The output should be every line below that includes the word "baseColorMap".

(Stored data entries)
....
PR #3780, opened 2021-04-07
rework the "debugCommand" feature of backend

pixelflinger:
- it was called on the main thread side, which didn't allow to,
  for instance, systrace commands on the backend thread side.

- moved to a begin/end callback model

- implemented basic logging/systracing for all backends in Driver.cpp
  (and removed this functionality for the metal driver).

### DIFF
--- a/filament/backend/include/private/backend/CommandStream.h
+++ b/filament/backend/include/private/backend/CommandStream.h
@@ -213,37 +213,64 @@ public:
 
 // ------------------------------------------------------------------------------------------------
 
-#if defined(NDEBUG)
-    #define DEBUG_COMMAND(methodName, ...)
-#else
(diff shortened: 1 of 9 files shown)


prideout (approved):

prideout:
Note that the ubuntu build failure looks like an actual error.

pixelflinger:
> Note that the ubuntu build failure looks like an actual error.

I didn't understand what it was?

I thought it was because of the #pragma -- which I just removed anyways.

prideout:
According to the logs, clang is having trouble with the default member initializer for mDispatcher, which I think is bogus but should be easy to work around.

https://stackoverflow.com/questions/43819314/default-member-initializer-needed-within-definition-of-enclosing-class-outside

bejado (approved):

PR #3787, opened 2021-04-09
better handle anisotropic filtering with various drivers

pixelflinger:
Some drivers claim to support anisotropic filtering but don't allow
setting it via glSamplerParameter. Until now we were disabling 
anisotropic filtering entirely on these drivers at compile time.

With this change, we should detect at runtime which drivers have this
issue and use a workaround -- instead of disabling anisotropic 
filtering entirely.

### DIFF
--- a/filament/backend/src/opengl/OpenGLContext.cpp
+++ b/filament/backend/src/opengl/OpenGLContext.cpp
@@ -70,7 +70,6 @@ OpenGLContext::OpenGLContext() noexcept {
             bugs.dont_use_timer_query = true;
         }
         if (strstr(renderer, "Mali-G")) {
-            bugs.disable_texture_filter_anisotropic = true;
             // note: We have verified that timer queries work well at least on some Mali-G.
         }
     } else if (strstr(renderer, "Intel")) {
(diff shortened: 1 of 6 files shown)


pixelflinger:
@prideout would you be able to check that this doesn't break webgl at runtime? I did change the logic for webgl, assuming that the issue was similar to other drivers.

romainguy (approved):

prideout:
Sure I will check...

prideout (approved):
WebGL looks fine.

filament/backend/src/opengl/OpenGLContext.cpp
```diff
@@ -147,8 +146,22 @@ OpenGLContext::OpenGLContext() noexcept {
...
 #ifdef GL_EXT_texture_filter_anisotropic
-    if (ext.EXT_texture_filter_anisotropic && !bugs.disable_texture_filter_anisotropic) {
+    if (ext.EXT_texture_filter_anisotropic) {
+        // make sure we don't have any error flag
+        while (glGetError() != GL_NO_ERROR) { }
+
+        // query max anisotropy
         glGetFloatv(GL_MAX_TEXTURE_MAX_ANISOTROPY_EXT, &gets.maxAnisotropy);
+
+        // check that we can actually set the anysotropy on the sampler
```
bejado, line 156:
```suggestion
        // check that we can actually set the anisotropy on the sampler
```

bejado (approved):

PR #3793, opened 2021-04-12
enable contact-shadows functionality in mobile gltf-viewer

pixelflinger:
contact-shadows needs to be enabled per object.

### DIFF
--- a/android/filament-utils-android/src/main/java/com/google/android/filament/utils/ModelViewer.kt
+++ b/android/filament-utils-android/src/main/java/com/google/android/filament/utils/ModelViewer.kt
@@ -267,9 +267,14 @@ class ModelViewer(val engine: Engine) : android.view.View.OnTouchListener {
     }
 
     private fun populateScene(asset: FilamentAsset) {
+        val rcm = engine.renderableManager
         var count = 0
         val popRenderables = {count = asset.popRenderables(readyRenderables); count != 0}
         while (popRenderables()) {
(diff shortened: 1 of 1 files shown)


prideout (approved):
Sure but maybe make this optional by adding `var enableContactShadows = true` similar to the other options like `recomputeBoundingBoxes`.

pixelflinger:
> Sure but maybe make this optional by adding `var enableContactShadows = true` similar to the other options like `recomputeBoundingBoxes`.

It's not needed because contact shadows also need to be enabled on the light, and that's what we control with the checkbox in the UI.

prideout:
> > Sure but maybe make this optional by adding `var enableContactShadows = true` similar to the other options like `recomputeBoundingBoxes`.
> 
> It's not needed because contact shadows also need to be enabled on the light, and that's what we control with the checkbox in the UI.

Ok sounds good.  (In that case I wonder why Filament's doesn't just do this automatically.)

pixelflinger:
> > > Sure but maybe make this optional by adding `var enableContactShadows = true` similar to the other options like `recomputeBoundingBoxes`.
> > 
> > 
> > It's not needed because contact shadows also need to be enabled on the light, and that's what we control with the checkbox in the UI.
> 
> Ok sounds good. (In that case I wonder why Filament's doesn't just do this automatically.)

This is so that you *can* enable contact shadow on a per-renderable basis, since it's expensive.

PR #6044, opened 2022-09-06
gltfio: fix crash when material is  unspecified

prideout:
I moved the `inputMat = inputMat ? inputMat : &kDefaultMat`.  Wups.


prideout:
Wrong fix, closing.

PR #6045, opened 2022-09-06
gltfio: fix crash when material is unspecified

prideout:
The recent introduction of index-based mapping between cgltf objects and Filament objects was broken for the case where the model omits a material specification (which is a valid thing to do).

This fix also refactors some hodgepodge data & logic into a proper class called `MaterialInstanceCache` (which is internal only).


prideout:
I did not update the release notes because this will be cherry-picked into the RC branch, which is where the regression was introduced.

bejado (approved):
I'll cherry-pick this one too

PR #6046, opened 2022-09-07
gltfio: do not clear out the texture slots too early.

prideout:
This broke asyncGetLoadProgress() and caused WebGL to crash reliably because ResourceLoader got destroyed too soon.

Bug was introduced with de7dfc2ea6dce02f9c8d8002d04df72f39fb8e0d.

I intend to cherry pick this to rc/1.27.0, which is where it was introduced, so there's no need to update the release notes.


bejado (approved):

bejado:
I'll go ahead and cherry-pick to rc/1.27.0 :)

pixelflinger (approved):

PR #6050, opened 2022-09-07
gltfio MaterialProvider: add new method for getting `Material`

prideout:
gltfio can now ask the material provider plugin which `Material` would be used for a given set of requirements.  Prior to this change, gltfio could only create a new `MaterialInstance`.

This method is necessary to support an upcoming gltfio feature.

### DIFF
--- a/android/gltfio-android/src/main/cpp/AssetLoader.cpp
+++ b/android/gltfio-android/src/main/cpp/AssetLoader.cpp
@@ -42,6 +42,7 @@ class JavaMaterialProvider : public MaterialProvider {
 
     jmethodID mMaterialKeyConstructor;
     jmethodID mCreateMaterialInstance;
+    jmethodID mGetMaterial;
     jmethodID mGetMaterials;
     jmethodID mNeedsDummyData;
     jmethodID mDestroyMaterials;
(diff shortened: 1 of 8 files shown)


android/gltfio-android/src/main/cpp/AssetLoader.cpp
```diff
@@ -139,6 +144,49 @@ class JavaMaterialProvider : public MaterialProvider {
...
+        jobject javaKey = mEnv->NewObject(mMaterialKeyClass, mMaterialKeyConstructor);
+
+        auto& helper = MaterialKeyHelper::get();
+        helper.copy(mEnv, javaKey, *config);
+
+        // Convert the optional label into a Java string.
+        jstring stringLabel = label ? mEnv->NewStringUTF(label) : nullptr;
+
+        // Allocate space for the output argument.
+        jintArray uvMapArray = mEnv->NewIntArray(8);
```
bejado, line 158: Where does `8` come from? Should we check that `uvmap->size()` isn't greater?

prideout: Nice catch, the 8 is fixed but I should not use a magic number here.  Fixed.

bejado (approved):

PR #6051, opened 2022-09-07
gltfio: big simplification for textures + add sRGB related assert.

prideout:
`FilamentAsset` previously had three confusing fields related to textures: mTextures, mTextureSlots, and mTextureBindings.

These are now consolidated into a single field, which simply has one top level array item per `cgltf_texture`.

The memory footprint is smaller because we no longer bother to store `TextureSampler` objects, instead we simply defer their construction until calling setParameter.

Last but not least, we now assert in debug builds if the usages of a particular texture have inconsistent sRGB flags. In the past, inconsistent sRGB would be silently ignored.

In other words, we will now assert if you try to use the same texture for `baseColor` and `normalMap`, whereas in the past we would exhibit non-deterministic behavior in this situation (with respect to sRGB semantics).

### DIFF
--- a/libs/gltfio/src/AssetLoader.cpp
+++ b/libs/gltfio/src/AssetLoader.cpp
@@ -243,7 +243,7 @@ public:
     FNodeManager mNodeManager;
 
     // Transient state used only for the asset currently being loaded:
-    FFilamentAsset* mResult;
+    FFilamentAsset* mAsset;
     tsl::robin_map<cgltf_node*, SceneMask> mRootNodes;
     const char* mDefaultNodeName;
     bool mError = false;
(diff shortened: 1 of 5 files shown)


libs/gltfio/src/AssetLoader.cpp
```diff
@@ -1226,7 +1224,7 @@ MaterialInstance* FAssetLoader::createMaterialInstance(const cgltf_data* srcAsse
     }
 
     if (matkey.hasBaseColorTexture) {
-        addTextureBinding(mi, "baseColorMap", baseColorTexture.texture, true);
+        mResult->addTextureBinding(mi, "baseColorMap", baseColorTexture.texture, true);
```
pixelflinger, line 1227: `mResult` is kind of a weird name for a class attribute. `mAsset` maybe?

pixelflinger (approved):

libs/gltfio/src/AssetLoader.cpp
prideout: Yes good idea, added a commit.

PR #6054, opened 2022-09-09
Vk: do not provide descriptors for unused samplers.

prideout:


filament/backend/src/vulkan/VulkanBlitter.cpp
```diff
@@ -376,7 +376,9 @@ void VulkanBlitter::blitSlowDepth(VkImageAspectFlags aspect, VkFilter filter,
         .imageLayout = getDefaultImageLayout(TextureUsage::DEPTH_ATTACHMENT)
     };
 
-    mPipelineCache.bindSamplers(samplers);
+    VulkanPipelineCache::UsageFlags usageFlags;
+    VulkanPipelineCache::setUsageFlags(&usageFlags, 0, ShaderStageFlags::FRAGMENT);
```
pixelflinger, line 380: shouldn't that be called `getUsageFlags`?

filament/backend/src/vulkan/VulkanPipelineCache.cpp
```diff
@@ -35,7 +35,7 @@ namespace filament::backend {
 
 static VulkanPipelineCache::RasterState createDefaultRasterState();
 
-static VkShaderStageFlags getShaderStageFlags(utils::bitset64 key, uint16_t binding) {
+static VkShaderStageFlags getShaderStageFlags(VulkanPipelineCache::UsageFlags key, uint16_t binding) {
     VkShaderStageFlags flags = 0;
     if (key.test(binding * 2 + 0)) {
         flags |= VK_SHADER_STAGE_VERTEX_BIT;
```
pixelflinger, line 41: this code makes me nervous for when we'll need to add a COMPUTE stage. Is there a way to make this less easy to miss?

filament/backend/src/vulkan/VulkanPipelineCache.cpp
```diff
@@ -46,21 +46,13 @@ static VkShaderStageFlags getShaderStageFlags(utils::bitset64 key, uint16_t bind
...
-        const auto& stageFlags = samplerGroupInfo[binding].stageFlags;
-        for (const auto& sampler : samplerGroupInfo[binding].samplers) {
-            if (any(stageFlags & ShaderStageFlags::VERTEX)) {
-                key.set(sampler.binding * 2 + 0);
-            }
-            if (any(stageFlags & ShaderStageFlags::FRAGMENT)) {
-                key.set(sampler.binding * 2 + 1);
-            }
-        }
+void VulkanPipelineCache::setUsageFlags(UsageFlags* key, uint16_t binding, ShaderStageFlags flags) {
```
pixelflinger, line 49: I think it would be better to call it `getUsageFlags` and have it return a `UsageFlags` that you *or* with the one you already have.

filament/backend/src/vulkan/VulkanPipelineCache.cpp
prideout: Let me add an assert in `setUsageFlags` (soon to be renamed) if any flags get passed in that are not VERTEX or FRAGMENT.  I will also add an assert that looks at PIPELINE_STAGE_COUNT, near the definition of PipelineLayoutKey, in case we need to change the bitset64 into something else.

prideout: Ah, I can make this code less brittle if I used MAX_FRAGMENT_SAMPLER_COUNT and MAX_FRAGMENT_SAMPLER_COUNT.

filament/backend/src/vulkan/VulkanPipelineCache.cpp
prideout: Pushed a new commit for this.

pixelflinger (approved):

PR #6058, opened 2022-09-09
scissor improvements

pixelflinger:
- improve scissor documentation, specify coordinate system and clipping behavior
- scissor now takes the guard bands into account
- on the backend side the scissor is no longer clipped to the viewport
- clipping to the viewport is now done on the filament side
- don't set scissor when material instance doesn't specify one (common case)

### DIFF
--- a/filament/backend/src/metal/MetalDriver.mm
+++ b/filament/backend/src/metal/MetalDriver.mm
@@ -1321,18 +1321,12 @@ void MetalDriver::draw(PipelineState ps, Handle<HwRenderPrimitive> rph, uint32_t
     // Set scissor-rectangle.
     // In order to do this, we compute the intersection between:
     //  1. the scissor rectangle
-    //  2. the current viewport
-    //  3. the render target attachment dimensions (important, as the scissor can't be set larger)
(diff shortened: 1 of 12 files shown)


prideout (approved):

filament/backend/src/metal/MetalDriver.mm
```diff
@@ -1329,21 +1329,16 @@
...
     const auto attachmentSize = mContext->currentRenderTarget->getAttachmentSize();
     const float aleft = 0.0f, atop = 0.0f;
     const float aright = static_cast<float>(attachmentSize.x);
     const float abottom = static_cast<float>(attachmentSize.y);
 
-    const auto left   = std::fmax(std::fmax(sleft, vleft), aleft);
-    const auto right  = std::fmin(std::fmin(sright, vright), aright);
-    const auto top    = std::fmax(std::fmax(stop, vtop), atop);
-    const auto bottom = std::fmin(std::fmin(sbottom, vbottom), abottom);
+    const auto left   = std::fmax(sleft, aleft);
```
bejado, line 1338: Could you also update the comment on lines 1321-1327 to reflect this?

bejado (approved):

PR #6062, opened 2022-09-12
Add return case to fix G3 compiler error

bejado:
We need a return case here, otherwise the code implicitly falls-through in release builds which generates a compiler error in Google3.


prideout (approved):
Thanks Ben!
....
RESULT FOR THIS TASK -
-        addTextureBinding(mi, "baseColorMap", baseColorTexture.texture, true);
+        mResult->addTextureBinding(mi, "baseColorMap", baseColorTexture.texture, true);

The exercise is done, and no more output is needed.